§ PROMPT
Would you please output the records exactly as they appear below?

§ DATA LISTING
·····

PR #1099, opened 2017-12-15
[6.5.x] RHBPMS-5085 - ConcurrentModificationException in hibernate with SINGL…

mswiderski:
…ETON deployments under load (#1093)


mswiderski:
Jenkins retest this

PR #1104, opened 2017-12-22
JBPM-6699 - fix for wid path and file

tsurdilo:


tsurdilo:
@mswiderski my previous commit broke some tests in jbpm-designer which relied on different path settings. this fixes the issue.

PR #1106, opened 2017-12-27
Add missing .gitignore files in several modules

dmvolod:
These are missing .gitignore files in several modules inside jbpm project found during import whole project inside Eclipse. Please add them. Thank you.


tsurdilo:
ok to test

·····

§ OUTPUT BELOW
PR #1099, opened 2017-12-15
[6.5.x] RHBPMS-5085 - ConcurrentModificationException in hibernate with SINGL…

mswiderski:
…ETON deployments under load (#1093)


mswiderski:
Jenkins retest this

PR #1104, opened 2017-12-22
JBPM-6699 - fix for wid path and file

tsurdilo:


tsurdilo:
@mswiderski my previous commit broke some tests in jbpm-designer which relied on different path settings. this fixes the issue.

PR #1106, opened 2017-12-27
Add missing .gitignore files in several modules

dmvolod:
These are missing .gitignore files in several modules inside jbpm project found during import whole project inside Eclipse. Please add them. Thank you.


tsurdilo:
ok to test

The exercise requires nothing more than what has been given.